_ASSIGNED TASK_
Return exactly those lines of the material below that fall between the line holding "Expected GMT +" and the line holding "I found nowhere", inclusive.

_SOURCE INFORMATION_
PR #3808, opened 2017-11-07
lwip2: stability and time management

### LINKED ISSUE #1679: time() does not work without active NTP server
#### Hardware

Hardware:           ESP-12E
Core Version:       2.1.0-rc2
### Description

"Internal" time.c functions always return 0 /1970-01-01/ if not synced via NTP.

I want to initialize internal clock via constant or from RTC for log timestamping (so I don't need precise time on  startup, but valid measured intervals)
### Settings in IDE

Flash Size:         4MB
CPU Frequency:      80Mhz
Flash Mode:         qio
Flash Frequency:    80Mhz
Upload Using:        SERIAL
Reset Method:       ck
### Sketch

``` cpp

#include <Arduino.h>
#include <time.h>

void setup() {
 // WiFi.begin(); // wifi disabled for example
 // configTime(3*3600, 0, "not.avail.ntp"); 
 Serial.begin(115200);
}

void loop() {
  time_t now = time(nullptr);
 Serial.println(ctime(&now));
 delay(1000);
}
```
### Debug Messages

```
Thu Jan 01 00:00:00 1970

Thu Jan 01 00:00:00 1970

...
```
## <bountysource-plugin>

Want to back this issue? **[Post a bounty on it!](https://www.bountysource.com/issues/31264128-time-does-not-work-without-active-ntp-server?utm_campaign=plugin&utm_content=tracker%2F14245935&utm_medium=issues&utm_source=github)** We accept bounties via [Bountysource](https://www.bountysource.com/?utm_campaign=plugin&utm_content=tracker%2F14245935&utm_medium=issues&utm_source=github).
</bountysource-plugin>

### LINKED ISSUE #2505: configTime and time seem to ignore DST
### Basic Infos

configTime and time seem to ignore DST
#### Hardware

Hardware:           ESP-12
Core Version:       latest master
### Description

doing a config time, with DST offset does not seem to be actually doing anything to returned time. Time zone offset applies alone.
### Sketch

``` cpp

#include <Arduino.h>

void setup() {
  configTime(2 * 3600, 1 * 3600, "pool.ntp.org", "time.nist.gov");
  delay(2000);
  time_t now = time(nullptr);
  Serial.println(ctime(&now));
}

void loop() {

}
```
### Debug Messages

Expected GMT + 3 to be printed. It actually prints GMT + 2

Cheers

d-a-v:
sync with upstream lwip2:
expose sntp_set_system_time() for external RTC without NTP server
fix #1679 (time() works from start)
fix #2505 (honour DST in configTime())
fix lwip2 crashing with ```WiFi.softAPConfig(ip,ip,ip)```


d-a-v:
I found nowhere in the docs where ```configTime()``` is mentionned.
I would be worth mentionning ```sntp_set_system_time()``` which allows to use an external RTC.
This function has always been existing but was not exposed.

Current version of lwipopts (v2) allows only one ntp server. Should it allows 3 servers (as per ```configTime()```) ?

Also, timezone and DST are only taken into account when ```sntp_set_system_time()``` is called, which can happen:
- by user
- by configTime() (but takes effect once an IP address is setup)
- by dhcp client (if dhcp server provides ntp server)

Currently the API does not let the user decide to refuse the ntp server provided by dhcp (ntp was not fed by dhcp with lwip1.4).

Juppit:
[configTime()](https://github.com/esp8266/Arduino/blob/master/cores/esp8266/time.c) filles only the structures in [sntp.h](https://github.com/esp8266/Arduino/blob/master/tools/sdk/include/sntp.h) 
Note that sntp_set_daylight() is still not in [sntp.h](https://github.com/esp8266/Arduino/blob/master/tools/sdk/include/sntp.h) where it supposed to be.

d-a-v:
You are perfectly right about ```sntp_set_daylight()``` missing declaration. I just realized that we have also ```Wno-implicit-function-declaration``` in gcc options. We would then have to declare ```millis()```, ```micros()``` too. I think this should go to another PR.
This PR is all about lwip2 currently only in master. ```configTime()``` calls ```sntp_set_daylight()``` which is implemented [there](https://github.com/d-a-v/esp82xx-nonos-linklayer/blob/master/glue-lwip/esp-sntp.c#L369).

PR #3818, opened 2017-11-10
Added micros64 and used to fix and improve gettimeofday.

### LINKED ISSUE #3814: gettimeofday incorrect value for tv_usec
The current implementation _gettimeofday_r is incorrectly setting the tv_usec field.

https://github.com/esp8266/Arduino/blob/master/cores/esp8266/time.c#L104

According to http://www.gnu.org/software/libc/manual/html_node/Elapsed-Time.html

tv_usec should be "This is the rest of the elapsed time (a fraction of a second), represented as the number of microseconds. It is always less than one million."

The current code is simply doing `tp->tv_usec = micros();`.  This leads to the wall clock time advancing forward too quickly.  I am certainly aware of the caveats of tracking wallclock (ie CLOCK_REALTIME) in ESP8266, but this is just making it far worse.

I have some ideas on how to square this away once and for all (crossing my fingers).  I will try to follow-up with additional info or possibly a pull request.

BrandonLWhite:
This resolves #3814 and adds a `micros64()` global function that is very useful.

There is certainly more that can be done to improve wallclock time-keeping, but this is a step in the right direction I feel.  This allows my application to have a reasonably decent current timestamp.

This now works well enough for me, when it previously was wrong:
```
auto now_ms = std::chrono::duration_cast<std::chrono::milliseconds>(std::chrono::system_clock::now().time_since_epoch()).count();
```

I purposely did not touch `clock_gettime()` or `time()` because I want to focus on achieving a functional `gettimeofday` first.  If this PR is accepted, I'm willing to work on those functions too.


BrandonLWhite:
Whoops, this might be bugged.  I need to do some more testing, then I'll be back!

PR #3821, opened 2017-11-12
Fix ESP8266LLMNR for build with lwip2

devyte:
Original fix by @d-a-v  (thanks!)


devyte:
@igrr I think this is ok to merge, assuming you have no comments.
BTW, am _I_ allowed to merge? I am presented with the option, but I haven't wanted to do anything so far, mostly because I've never done it :)

PR #3835, opened 2017-11-15
lwip2 fixes and time/ntp management

d-a-v:
#1679: sntp is automatically started 
#2505: honor DST in configTime()
fix clock_gettime() with micros64()
add settimeofday()
new example esp8266/NTP-TZ-DST.ino
--- lwip2 (mandatory for the above):
the above fixes
remove old and unwanted definitions of millis() and gettimeofday()
fix crashing with WiFi.softAPConfig(ip,ip,ip)


cores/esp8266/time.c
```diff
@@ -73,17 +72,35 @@ void configTime(int timezone, int daylightOffset_sec, const char* server1, const
     setServer(1, server2);
     setServer(2, server3);
 
-    s_timezone_sec = timezone;
-    s_daylightOffset_sec = daylightOffset_sec;
+    //s_timezone_sec = timezone;
+    //s_daylightOffset_sec = daylightOffset_sec;
```
igrr: Since the variables have been removed, can these lines be removed as well?

libraries/esp8266/examples/NTP-TZ-DST/NTP-TZ-DST.ino
```diff
@@ -0,0 +1,96 @@
+
```
igrr: Need a header here explaining what the example does, and the if/endif choices below. Also should include a public domain or cc0 license (like the original Arduino examples).

igrr: The file also needs to be formatted same way as other sketches. Simple way to do this is to load it into arduino, then use Tools > Format sketch.

d-a-v:
Correct: localtime() and gmtime() return both local time with isdst=0 (hence both wrong).

So there are currently three bugs:
* localtime() should set isdst to 1
* gmtime() should show UTC
* gettimeofday() is wrong when called the first time before ntp date is set

The example is updated with header, explanation, format and localtime/gmtime tests.

devyte:
@d-a-v I updated the branch and restarted travis, but it still fails. The reason seems to be a linker error about undefined reference settimeofday.

d-a-v:
It's because travis links against lwip1.4 where ```settimeofday()``` is not defined.
Should we add a wrapper in lwip1.4 for the sake of coherency ?

d-a-v:
I'm afraid we can't update the internal timestamp *without* modifying lwip1.4 (every useful stuff is static in ```src/core/sntp.c```, timestamp can only be setup by ntp).

We can end up with:
- no ```settimeofday()``` (travis should be teached about lwip2)
- ```settimeofday()``` doing nothing
- ```settimeofday()``` yelling

everslick:
I have an ``` `undefined reference to `ping_start'` ``` when linking against LWIP2

d-a-v:
Right. ping is in esp-lwip-v1.4's apps but not in current lwip's apps.
It is however in lwip's [contrib](http://git.savannah.gnu.org/cgit/lwip/lwip-contrib.git/tree/apps/ping/).
It's two files to compile.
@igrr @devyte should it be in lwip2 ?

d-a-v:
@igrr PR 3835 is squashed into a single commit

everslick:
Interestingly ping_option and ping_resp are declared correctly.

devyte:
@d-a-v my only feedback about the ping files: try to keep the lwip directory as clean as possible, so that we have fewer headaches in the future if we ever need to do another migration. In other words, all files not distributed with lwip should probably be put elsewhere.

d-a-v:
@devyte ping may have been distributed in lwip-v1, now it is in their lwip-contrib.
Still, the fonctions are declared in espressif's SDK (```tools/sdk/include/ping.h```).
@everslick please make a new issue for this so further discussion happen there.

PR #4380, opened 2018-02-17
Add menu to choose which part of flash gets erased

igrr:
While troubleshooting some WiFi connection issues it is often required to erase flash contents, specifically SDK configuration (last 4 sectors of flash).

This PR adds a menu which allows selecting between:

- normal upload, when only the part of the flash required to upload the sketch is erased
- above plus SDK settings (last 4 sectors) are also erased
- the whole flash chip is erased

To support these changes, esptool-ck is updated to 0.4.13.


igrr:
Currently the new menu item is called "Erase Settings" and the options are "Only Sketch", "SDK Settings", and "All Flash Contents". Suggestions about better naming are very welcome.

Another option to give users a way to erase flash would be to create a plugin, similar to the SPIFFS upload plugin, but that needs some (even if small) effort to install.

One more option is to make the IDE perform flash erase when "Burn Bootloader" menu item is chosen. I thought this way was guaranteed to cause confusion, and went for the option implemented in this PR.

tools/boards.txt.py
```diff
@@ -1109,6 +1123,7 @@ def all_boards ():
     print 'menu.DebugLevel=Debug Level'
     print 'menu.LwIPVariant=lwIP Variant'
     print 'menu.led=Builtin Led'
+    print 'menu.FlashErase=Erase Settings'
```
devyte: I suggest "Erase Flash" here. "Erase Settings" is a bit confusing.

tools/boards.txt.py
```diff
@@ -889,6 +890,17 @@
         ( '.menu.UploadSpeed.921600.upload.speed', '921600' ),
         ]),
 
+    ####################### flash erase
+
+    'flash_erase_menu': collections.OrderedDict([
+        ( '.menu.FlashErase.none', 'Only Sketch' ),
+        ( '.menu.FlashErase.none.upload.erase_cmd', '' ),
+        ( '.menu.FlashErase.sdk', 'SDK Settings' ),
```
devyte: I suggest "Sketch + SDK Settings" here, to reflect reality.

d-a-v: +1 (or 'Sketch + WiFi settings' ?)

igrr:
CI check for boards.txt has successfully triggered here after I forgot to commit my boards.txt changes:
https://travis-ci.org/esp8266/Arduino/jobs/343289885

Also noticed that I was formatting `flash_size_bytes` as a hex number, but forgot to add leading `0x`. Fixed that as well.

d-a-v:
Here is a sketch to try with OTA.
The ```check_sdk22()``` needs to be in the first sketch flashed with sdk-2.2.
It uses EEPROM to check whether the erase operation is needed.

```
#include <EEPROM.h>
#include <ESP8266WiFi.h>

#define SSID "open"
#define PSK ""

#define EEPROM_SIZE 32          // EEPROM size
#define EEPROM_SDK_OFF 24       // EEPROM offset for sdk checker (size 4)

void check_sdk22 ()
{
  // all Serial.print can be commented out
  
  Serial.print("ESP reporting sdk version: ");
  Serial.println(ESP.getSdkVersion());

  // sketch is 128bytes bigger with PROGMEM, _P, pgm_read_byte
  static const char sdk22 [] = "2.2"; // 4 bytes in ram
  if (strncmp(ESP.getSdkVersion(), sdk22, sizeof(sdk22) - 1) == 0)
  {
    Serial.println("We are in sdk-2.2");

    EEPROM.begin(EEPROM_SIZE);
    char sdkee [sizeof(sdk22)];
    for (size_t i = 0; i < sizeof(sdk22) - 1; i++)
      sdkee[i] = EEPROM[EEPROM_SDK_OFF + i];
    sdkee[sizeof(sdk22) - 1] = 0;

    Serial.print("sdk in user-eeprom: ");
    Serial.println(sdkee);

    if (strncmp(sdkee, sdk22, sizeof(sdk22) - 1) == 0)
    {
      Serial.println("nothing to do");
    }
    else
    {
      for (size_t i = 0; i < sizeof(sdk22); i++)
        EEPROM[EEPROM_SDK_OFF + i] = sdk22[i];
      EEPROM.commit();
      bool done = ESP.eraseConfig();
      Serial.print("WiFi config erased: ");
      Serial.println(done);
      ESP.reset();
    }
  }
}

void setup() {
  Serial.begin(115200);
  Serial.setDebugOutput(true);
  check_sdk22();
  WiFi.mode(WIFI_STA);
  WiFi.begin(SSID, PSK);
}

bool connected = true;

void loop() {
  if (connected ^ (WiFi.status() == WL_CONNECTED))
  {
    connected = !connected;
    Serial.print("Connected: ");
    Serial.println(connected);
  }
}
```

PR #4384, opened 2018-02-19
Move cont_* funcs from ram to flash

kylefleming:
I think these can go in flash and not take up ram space since the functions that call them are all also located in flash.


cores/esp8266/cont_util.c
```diff
@@ -57,7 +57,7 @@ int ICACHE_RAM_ATTR cont_get_free_stack(cont_t* cont) {
     return freeWords * 4;
 }
 
-bool ICACHE_RAM_ATTR cont_can_yield(cont_t* cont) {
+bool cont_can_yield(cont_t* cont) {
```
igrr: This can be called from ISR, when cache is disabled, so it's best to keep it in IRAM.

cores/esp8266/cont_util.c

_PROBLEM SOLUTION_
Expected GMT + 3 to be printed. It actually prints GMT + 2

Cheers

d-a-v:
sync with upstream lwip2:
expose sntp_set_system_time() for external RTC without NTP server
fix #1679 (time() works from start)
fix #2505 (honour DST in configTime())
fix lwip2 crashing with ```WiFi.softAPConfig(ip,ip,ip)```


d-a-v:
I found nowhere in the docs where ```configTime()``` is mentionned.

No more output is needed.